Each line in these records that contains "BmpImagePlugin" counts once. Give the number only.

# INPUT RECORDS
Start of Block

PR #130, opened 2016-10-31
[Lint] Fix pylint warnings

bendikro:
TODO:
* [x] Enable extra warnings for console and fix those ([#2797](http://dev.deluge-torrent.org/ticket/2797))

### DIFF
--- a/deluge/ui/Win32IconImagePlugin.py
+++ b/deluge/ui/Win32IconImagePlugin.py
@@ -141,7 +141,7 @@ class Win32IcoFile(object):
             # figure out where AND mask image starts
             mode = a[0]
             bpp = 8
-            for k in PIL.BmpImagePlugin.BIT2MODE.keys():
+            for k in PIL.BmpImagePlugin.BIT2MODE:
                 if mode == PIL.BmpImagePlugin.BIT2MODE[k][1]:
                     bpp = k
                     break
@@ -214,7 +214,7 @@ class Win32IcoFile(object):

End of Block

# COMPLETED EXERCISE
3